You can use a **fixed delay** between retries for simplicity, or **exponential backoff** (with optional jitter) for a more robust approach. Below we use a fixed delay.

**Important:** Avoid retrying **non-idempotent** operations. An **idempotent** operation can be repeated multiple times with the **same end result** (e.g. GET, or a well-designed PUT). A **non-idempotent** operation can change state each time (e.g. POST that creates a new record). If you retry a failed POST, you might create duplicates. For such cases, handle the error differently instead of blindly retrying.

### Simple retry loop with fixed delay

We use httpbin's **`/status/<code>`** endpoint. To simulate flakiness (about **2/3 server error, 1/3 success**), we pick at random one of three URLs: two return **500**, one returns **200**. We retry up to **max_retries** times with a **fixed delay** between attempts.

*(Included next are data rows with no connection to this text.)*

PR #2152, opened 2024-05-16
Add a vectors index resource wrapper to set resources in the proper vectorset

jotare:
### Description

### How was this PR tested?

### DIFF
--- a/nucliadb_core/src/vectors.rs
+++ b/nucliadb_core/src/vectors.rs
@@ -18,22 +18,25 @@
 // along with this program. If not, see <http://www.gnu.org/licenses/>.
 //
 
+use std::collections::HashMap;
 use std::collections::HashSet;
 use std::path::PathBuf;
 
+use nucliadb_protos::nodereader;
+use nucliadb_protos::utils;
 use uuid::Uuid;
 
 use crate::metrics::vectors::MergeSource;
 use crate::prelude::*;
-use crate::protos::*;
 use crate::query_language::BooleanExpression;
 use crate::Channel;
 use crate::IndexFiles;
+use nucliadb_protos::noderesources;
 
 pub type VectorsReaderPointer = Box<dyn VectorReader>;
 pub type VectorsWriterPointer = Box<dyn VectorWriter>;
-pub type ProtosRequest = VectorSearchRequest;
-pub type ProtosResponse = VectorSearchResponse;
+pub type ProtosRequest = nodereader::VectorSearchRequest;
+pub type ProtosResponse = nodereader::VectorSearchResponse;
 
 #[derive(Debug, Clone, Copy)]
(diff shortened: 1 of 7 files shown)


nucliadb_core/src/vectors.rs
```diff
@@ -93,9 +96,76 @@ pub trait VectorWriter: std::fmt::Debug + Send + Sync {
...
+                            paragraph.vectorsets_sentences.get(vectorset).map(|vectorset_sentences| ParagraphVectors {
+                                vectors: &vectorset_sentences.sentences,
+                                labels: &paragraph.labels,
+                            })
+                        }
+                    }
+                });
+                (field_id, sentences_iterator)
+            })
+    }
```
javitonino, line 161: Maybe something like this is more legible?

```rust
    pub fn fields(&self) -> impl Iterator<Item = (&String, impl Iterator<Item = ParagraphVectors>)> {
        self.resource.paragraphs.iter().map(|(field_id, paragraphs_wrapper)| {
            let sentences_iterator = paragraphs_wrapper.paragraphs.iter().filter_map(|(_paragraph_id, paragraph)| {
                let sentences = if let Some(vectorset) = &self.vectorset {
                    // indexing a vectorset, we should return only paragraphs from this vectorset.
                    // If vectorset is not found, we'll skip this paragraph
                    paragraph.vectorsets_sentences.get(vectorset).map(|x| &x.sentences)
                } else {
                    // Default vectors index (no vectorset)
                    Some(&paragraph.sentences)
                };
                sentences.map(|s| ParagraphVectors {
                    vectors: s,
                    labels: &paragraph.labels,
                })
            });
            (field_id, sentences_iterator)
        })
    }
```

nucliadb_node/src/shards/shard_writer.rs
```diff
@@ -383,11 +383,17 @@ impl ShardWriter {
...
 
         let mut vector_tasks = vec![];
-        for (_, vector_writer) in indexes.vectors_indexes.iter_mut() {
+        for (vectorset, vector_writer) in indexes.vectors_indexes.iter_mut() {
             vector_tasks.push(|| {
                 run_with_telemetry(info_span!(parent: &span, "vector set_resource"), || {
                     debug!("Vector service starts set_resource");
-                    let result = vector_writer.set_resource(&resource);
+                    let vectorset_resource = match vectorset.as_str() {
+                        "" | DEFAULT_VECTORS_INDEX_NAME => nucliadb_core::vectors::ResourceWrapper::from(&resource),
```
javitonino, line 391: Usually we use `.into()` to call the `From` implementation. Also applies to some tests below

```suggestion
                        "" | DEFAULT_VECTORS_INDEX_NAME => (&resource).into(),,
```

javitonino (approved):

We **break** on success or on client errors (4xx); we **retry** on server errors (5xx) and optionally on timeouts.

In [None]:
import requests
import time
import random

HTTPBIN_ENDPOINT = "https://httpbin.org"
# Simulate flakiness: 2/3 chance 500, 1/3 chance 200 (picked at random per request)
flaky_urls = [
    f"{HTTPBIN_ENDPOINT}/status/500",
    f"{HTTPBIN_ENDPOINT}/status/500",
    f"{HTTPBIN_ENDPOINT}/status/200",
]

max_retries = 3
delay = 2  # seconds between retries

for attempt in range(1, max_retries + 1):
    print(f"Attempt {attempt}/{max_retries}")
    try:
        url = random.choice(flaky_urls)
        response = requests.get(url, timeout=10)
        response.raise_for_status()
        print(f"Succeeded with status {response.status_code}")
        break
    except requests.exceptions.HTTPError as error:
        status_code = error.response.status_code
        if status_code < 500:
            print(f"Failed with client error {status_code}, skipping retry")
            break
        print(f"Failed with server error {status_code}")
        if attempt < max_retries:
            print(f"Waiting {delay} seconds before retry...")
            time.sleep(delay)
    except (requests.exceptions.ConnectTimeout, requests.exceptions.ReadTimeout) as timeout_error:
        print(f"Timeout: {timeout_error}")
        if attempt < max_retries:
            print(f"Waiting {delay} seconds before retry...")
            time.sleep(delay)
else:
    print(f"All {max_retries} attempts failed")

The **for-else** clause runs only if the loop **completed all iterations without breaking**—i.e. we never succeeded and never bailed out on a client error. So we print "All 3 attempts failed".

Run the cell multiple times: sometimes you'll succeed on the first attempt (200), sometimes after one or two retries, and occasionally all three attempts may hit 500. The randomness demonstrates how retries help with transient server errors.